IFIBIO HOUSSAY   25014
INSTITUTO DE FISIOLOGIA Y BIOFISICA BERNARDO HOUSSAY
Unidad Ejecutora - UE
congresos y reuniones científicas
Título:
Neural mechanism involved in contextual memory: role of CA3 and CA1 remapping
Autor/es:
BELLUSICO, MARIANO; SILVA, AZUL; BEKINSCHTEIN, PEDRO
Lugar:
Cordoba
Reunión:
Congreso; XXXIV Congreso anual de la Sociedad Argentina de Neurociencias (SAN); 2019
Resumen:
The Hippocampus (HP) is involved in encoding, consolidation and retrieval of episodic memories. Some hippocampal neurons, place cells (PC) are tuned to spatial location and generally change their tunning when an animal change context (remapping). It has been suggested that the hippocampal ability of storing and distinguishing between different situations and contexts can be related with place cell?s remapping. Several studies have shown how PC can either remap or not as a consequence of changes in the environment. It is also known that there are differences between CA1 and CA3 (two hippocampal regions) in spatial codification. Still, there is no study showing the link between the memory that the animal is expressing and the activity of its neurons.

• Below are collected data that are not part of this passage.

PR #3738, opened 2020-08-18
HPS: Enable refunds using capture txn

britth:
Currently, if you try to issue a refund using a capture as your
reference transaction, you will get an error. This is because the
authorization value here only refers to the capture, with no
connection to the auth. In other adapters, we solve for this by
building up an authorization value that includes references to the
current transaction as well as reference transactions (and potentially
other data). This allows us to parse this field to return the
correct reference transaction for supplemental actions. This PR
updates HPS to build an authorization value including the authorize
transaction id for captures. It also adds in logic to pluck off
the appropriate value when issuing a refund on a capture txn.

Unit:
54 tests, 267 assertions, 0 failures, 0 errors, 0 pendings, 0 omissions, 0 notifications
100% passed

Remote:
52 tests, 139 assertions, 5 failures, 0 errors, 0 pendings, 0 omissions, 0 notifications
90.3846% passed
(preexisting failures also on master)

### DIFF
--- a/lib/active_merchant/billing/gateways/hps.rb
+++ b/lib/active_merchant/billing/gateways/hps.rb
@@ -43,7 +43,7 @@ module ActiveMerchant #:nodoc:
       end
 
       def capture(money, transaction_id, options={})
-        commit('CreditAddToBatch') do |xml|
+        commit('CreditAddToBatch', transaction_id) do |xml|
           add_amount(xml, money)
           add_reference(xml, transaction_id)
         end
@@ -126,7 +126,8 @@ module ActiveMerchant #:nodoc:
       end
 
       def add_reference(xml, transaction_id)
-        xml.hps :GatewayTxnId, transaction_id
+        reference = transaction_id.to_s.include?('|') ? transaction_id.split('|').first : transaction_id
+        xml.hps :GatewayTxnId, reference
       end
 
       def add_amount(xml, money)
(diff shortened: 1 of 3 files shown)


lib/active_merchant/billing/gateways/hps.rb
```diff
@@ -126,7 +126,8 @@ def commit_credit_sale(money, card_or_token, options)
       end
 
       def add_reference(xml, transaction_id)
-        xml.hps :GatewayTxnId, transaction_id
+        reference = transaction_id.to_s.include?(';') ? transaction_id.split(';').first : transaction_id
```
leila-alderman, line 129: A small thing, but I noticed that in [the external docs that are currently in progress](https://paper.dropbox.com/doc/Spreedly-Gateway-Integration-Submission-Guide--A6XiaoDgktOANJkEt0FFIu0BAg-xKEbPETXVm7lslzOVgkYx#:uid=844585903520059154756786&h2=Code-Expectations), David stated a preference for using `|` as the separator.

britth: good call out, thank you!

britth:
@leila-alderman that's so weird - i realized I was missing the `hps_echeck` entry in the fixtures files and adding that resolves the two test errors you mention, but three 3DS test errors are still there for me: `test_three_d_secure_mastercard`, `test_three_d_secure_discover`, `test_three_d_secure_amex`. will have to dig into that at some point 🕵️‍♀️ 

thanks for the review!!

In other words, It?s still unknown whether when an animal recognizes a certain context as new, there is remapping in the HP or not. The aim of this project is to understand how the differential remapping observed in CA1 and CA3 correlates with the behavioral response. To answer this question we use a behavioral task that allowed us to discriminate if an animal recognizes a context as new, or as one they already knows. We carried out electrophysiological recordings in CA3 and CA1 region of the HP while they were performing the tasks in order to correlate the remapping and the evocation of different contexts.